Notes: Owen Harte was a member of the Royal Irish Constabulary, based in Dublin.

Hammer
| Pos | Athlete | Club | Time / Dist |
|---|---|---|---|
| 1. | John D. Gruer | Scottish Club | 101 ft 2 1/2in (30.84m) |
| 2. | Donald J. Mackinnon | London Scottish RFC | 92 ft 2in (28.10m) |
| 3. | Owen Harte | Dublin R.I.C, Ireland | 91 ft 5in (27.86m) |
| 4. | William Young Winthrop | London AC |  |
| 5. | Walter Lawrence | London AC |  |

Notes: only 5 competitors

7 miles walk
| Pos | Athlete | Club | Time / Dist |
|---|---|---|---|
| 1. | Harry Whyatt | Notts Forest FC | 59:15 |
| 2. | J. Pritchard | Birchfield H. | 59:20 |
| 3. | George Philip Beckley | London AC | 59:55 |

Notes: 7 competitors but only 3 finished

Championship best performance
| Event | Athlete | Time / Dist | Year |
|---|---|---|---|
| 100 yards | William Page Phillips (London AC) | 10 1/5 | 1880 |
|  | William Page Phillips (London AC) | 10 1/5 | 1882 |
|  | James John Milroy Cowie (London AC) | 10 1/5 | 1883 |
| 440 yards | Henry Rawlins Ball (London AC) | 50 1/5 | 1882 |
| 880 yards | William Birkett (London AC) | 1:58 | 1883 |
| 1 mile | Bernhard Wise (Australia / Oxford Un.
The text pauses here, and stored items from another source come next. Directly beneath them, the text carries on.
Issue #327, opened 2025-03-30
Editor: password input mode


nicoburns:
A password input should have an underlying string as usual, but should visually render a `•` (we could also make the character configurable).

xorgy:
Seems like this maybe can be solved with a font.

waywardmonkeys:
Possibly complicating things is that some password entries echo the character that you typed for a second or so and then it switches to the obscured character.

PR #394, opened 2025-07-24
Implement the ability to hide the editor text with a given repeated character

StephanvanSchaik:
I am currently using a text input field in xilem as a password field, but there is currently no way to hide the text by replacing the actual buffer of characters with a repeated character such as an asterisk (i.e., `'*'`). Further looking into xilem and masonry, I found that the text input field leverages `PlainEditor` in parley, so I am trying to extend that first.

More specifically, this commit adds a `visible_buffer` field to hold the character buffer with the replaced characters and a `hide_symbol` field to hold the character that needs to be shown (if any is set). This is to ensure that the original `buffer` field stays intact everywhere else (together with the corresponding logic), and this seems to be the least intrusive way to achieve this. Further, I have extended `update_layout` to update the `visible_buffer` field if the symbol or the length of the original buffer changed and to decide which buffer needs to be shown based on whether the symbol is set or not. Finally, this adds two methods to set and clear the symbol used for hiding the text.

Extending this functionality to masonry/xilem should be as simple as calling those two methods once this lands. I think this is also neat because this makes it simple to add a show/hide password checkbox if desired.

Issue #327 is related, but we should keep that open even if this lands, because there are probably a bunch of corner cases or additional desired features, I am just trying to get the most awkward part out of the way which is that the password shouldn't be visible on the screen.

### DIFF
--- a/parley/src/layout/mod.rs
+++ b/parley/src/layout/mod.rs
@@ -22,6 +22,7 @@ use accesskit::{Node, NodeId, Role, TextDirection, TreeUpdate};
 use alignment::unjustify;
 #[cfg(feature = "accesskit")]
 use alloc::vec::Vec;
+use alloc::{string::String, sync::Arc};
 use core::{cmp::Ordering, ops::Range};
 use data::{ClusterData, LayoutData, LayoutItem, LayoutItemKind, LineData, LineItemData, RunData};
 #[cfg(feature = "accesskit")]
@@ -314,6 +315,8 @@ pub struct Style<B: Brush> {
     pub(crate) line_height: LayoutLineHeight,
     /// Per-cluster overflow-wrap setting
     pub(crate) overflow_wrap: OverflowWrap,
+    /// Replace graphemes with another grapheme.
+    pub(crate) grapheme_replacement: Option<Arc<String>>,
 }
 
 /// Underline or strikethrough decoration.
--- a/parley/src/resolve/mod.rs
+++ b/parley/src/resolve/mod.rs
@@ -8,7 +8,7 @@ pub(crate) mod tree;
 
 pub(crate) use range::RangedStyleBuilder;
 
-use alloc::{vec, vec::Vec};
+use alloc::{string::String, sync::Arc, vec, vec::Vec};
 
 use super::style::{
     Brush, FontFamily, FontFeature, FontSettings, FontStack, FontStyle, FontVariation, FontWeight,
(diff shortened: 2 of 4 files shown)


StephanvanSchaik:
I see that `cargo clippy` fails, but this should be affecting source files that this PR does not touch. I can fix the issues if desired.

nicoburns:
I'm also very keen to have this functionality, but I think we'll need more sophisticated logic to handle character counting (one `char` does not always correspond to one visible character), selection and editing.

StephanvanSchaik:
> I'm also very keen to have this functionality, but I think we'll need more sophisticated logic to handle character counting (one `char` does not always correspond to one visible character), selection and editing.

Oh, that is right, I forgot about this entirely (it is sometimes too easy to forget). Thanks for the reminder.

xorgy:
This is a desirable feature, but this is not the right design I think. Introducing more segmentation is not necessary if we use a style instead, for example; and it lets you set it up simply with a default style, or a range/tree style (and eventually, through Attributed Text).
Adding extra state to the editor, separate segmentation rules, etc. is not how we would solve this.

My suggestion is to address it through styles, call it grapheme replacement, maybe make it use a &'static str (or a fixed length string type which reasonably accommodates values)... but there may be complications with that, which I have not thought of.

nicoburns:
Sorry for the extended delay in replying to this!

> I am currently using `Option<Arc<String>>` for the replacement grapheme,

Probably we ought to use `Option<SmolStr>` from the smol_str crate, and or even just `Option<char>`. Although `Option<Arc<String>>` is... fine.

> I also set grapheme_replacement to None in the test_builder.rs test

Seems correct. We'll probably want some tests specifically for grapheme replacement too, but wouldn't want it enabled in existing tests.

> Finally, I am also unsure about whether the output layout should still contain Option<Arc<String>> or whether that grapheme should be processed such that we can use draw_glyphs directly in masonry_core.

I think the output layout shoudl be processed such that we can use draw_glyphs directly. I think this will be important so that things like mouse selection work properly (as they'll have the visually correct dimensions for the replaced glyphs).

I think the replacement needs to happen in the core shaping pipeline once the text is "itemized" into to shaping clusters. Instead of (or after) mapping the cluster to glyphs by shaping, we should map the cluster to the replacement glyph (the replacement character itself should have it's glyph determined by shaping, although we may want to limit it to max one glyph).

PR #395, opened 2025-07-28
Add unregister font method

taj-p:


nicoburns (approved):
This seems reasonable to me as-is (consistent with our existing APIs). However, I wonder whether we ought to introduce a unique ID for each specific font which:

- Would be returned from `register_fonts` instead of / as well as the family name and font info
- Could be used to lookup font data and metadata
- Could be used to unregister a specific font

taj-p:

AC) | 4:24 2/5 | 1881 |
| 4 miles | George Morley Nehan (Blackheath H.) | 20:26 1/5 | 1881 |
| 10 miles | George Augustus Dunning (Clapton Beagles) | 54:34 | 1881 |
| 120 yards hurdles | Samuel Palmer (Cambridge Un. AC) | 16 1/5 | 1883 |
| High jump | Patrick Davin (Ireland) | 6 ft 1/2in (1.84m) | 1881 |
| Pole jump | Thomas Ray (Ulverston CC) | 11 ft 3in (3.43m) | 1881 |
| Long jump | John Whitehill Parsons (Edinburgh H.) | 23 ft 0 1/4in (7.01m) | 1883 |
| Shot put | George McKenzie Ross (Patricroft) | 42 ft 4in (12.90m) | 1882 |
| Hammer | John D. Gruer (Scottish Club) | 101 ft 2 1/2in (30.84m) | 1883 |
| 7 miles walk | John W. Raby (Elland) | 54:48 2/5 | 1881 |

"Notes:" Performances in the Steeplechase are not comparable until the event was standardised in the 1930s.